Over the last 500 years Earth’s dipole moment has decreased by some 15%, with the rate of decrease accelerating over the last century. Our understanding of core dynamics at this time is insufficient to know whether this indicates an impending polarity flip over the next few thousand years, or just a random fluctuation in the magnitude of the dipole.
Earth’s Magnetic Field
Earth’s magnetic field is dominated by a dipole field, currently tilted at 11° to Earth’s rotation axis. The magnetic field is believed to be produced by dynamic currents in the outer core through a complex dynamo action. The magnitude and direction of the field change dramatically over geological time scales.

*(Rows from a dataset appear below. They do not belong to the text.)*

PR #173, opened 2018-11-16
Add multi-distro testing on travis.

tonyskapunk:
- Adding tests for travis
- Use multiple distros for the testing.

### DIFF
--- a/.travis.yml
+++ b/.travis.yml
@@ -7,31 +7,50 @@ branches:
     - development
     - testing
 
-addons:
-  apt:
-    update: true
-    packages:
-      - bash
-      - coreutils
-      - gawk
-      - grep
-      - iotop
-      - iproute2
-      - elinks
-      - procps
-      - psmisc
-      - sysstat
+matrix:
+  include:
+    - name: "CentOS 6"
+      env:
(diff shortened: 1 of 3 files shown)


.travis.yml
```diff
@@ -7,31 +7,50 @@ branches:
...
+      --rm \
+      --tty \
+      --name recap_on_${DISTRO/:/_} \
+      --mount type=bind,src="$(pwd)",dst=/recap \
+      ${DISTRO}
+  - docker exec recap_on_${DISTRO/:/_} /recap/tests/install_deps.sh ${DISTRO}
+
+script:
+  - docker exec recap_on_${DISTRO/:/_} /recap/tests/test_install_recap.sh
+  - docker exec recap_on_${DISTRO/:/_} recap
```
jamrok: In the build this succeeds, but for testing it should [fail here]( https://travis-ci.org/rackerlabs/recap/jobs/456137856#L629-L630 ) if any error occurs.

tonyskapunk: Maybe, what I'm thinking is 
1. Figure out the reason why iotop fails (I think this is related to the environment, container)
2. Add tests to validate each report(?), plugin(?)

Heat Transport Within the Mantle Although the viscosity of the mantle is much greater than that of the outer core, its thermal conductivity is also much lower. Convection within the mantle occurs over long time periods, and is believed to dominate the transfer of energy from the core–mantle boundary to the lithosphere. From the material properties and approximate temperature gradient it is believed that convective flow in the mantle gives rise to motion of the mantle material at velocities on the order of 5–10 cm/y. While slow from the point of view of the human time scale, mantle convection plays an important role in driving the motion of the crustal plates. The details of mantle convection are only partially understood. Heat added from radioactive decay is distributed throughout the mantle. Thus, unlike a boiling pot where convection is driven by heating from below, mantle convection is largely driven by surface cooling. This is discussed further below in the context of plate subduction. In addition, there are phase boundaries associated with changes in crystal structure in the mantle at depths of around 410 km and 670 km, which also affect the structure of mantle convection.